Saved entries:
####

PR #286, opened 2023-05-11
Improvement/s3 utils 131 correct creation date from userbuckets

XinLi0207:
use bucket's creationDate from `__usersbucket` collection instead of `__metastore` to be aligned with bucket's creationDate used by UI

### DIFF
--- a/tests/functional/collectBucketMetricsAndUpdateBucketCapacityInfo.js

####

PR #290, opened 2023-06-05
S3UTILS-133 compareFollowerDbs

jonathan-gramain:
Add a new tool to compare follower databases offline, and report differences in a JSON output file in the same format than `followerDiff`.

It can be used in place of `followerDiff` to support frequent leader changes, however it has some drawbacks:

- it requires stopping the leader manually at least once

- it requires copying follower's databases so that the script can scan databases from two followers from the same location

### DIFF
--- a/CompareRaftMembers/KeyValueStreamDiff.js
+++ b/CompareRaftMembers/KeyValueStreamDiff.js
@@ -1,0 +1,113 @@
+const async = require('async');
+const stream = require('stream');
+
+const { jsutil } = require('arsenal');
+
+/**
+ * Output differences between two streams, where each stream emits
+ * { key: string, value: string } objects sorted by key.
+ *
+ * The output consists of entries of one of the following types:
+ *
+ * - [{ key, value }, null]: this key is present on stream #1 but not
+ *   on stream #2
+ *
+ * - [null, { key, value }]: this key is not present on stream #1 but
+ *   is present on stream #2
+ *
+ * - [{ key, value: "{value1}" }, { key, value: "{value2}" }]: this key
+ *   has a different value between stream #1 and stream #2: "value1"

####

TASK BRIEF: All lines in the records above with "present" need to be found and copied.

SOLUTION FOR THIS EXERCISE:
+ * - [{ key, value }, null]: this key is present on stream #1 but not
+ * - [null, { key, value }]: this key is not present on stream #1 but
+ *   is present on stream #2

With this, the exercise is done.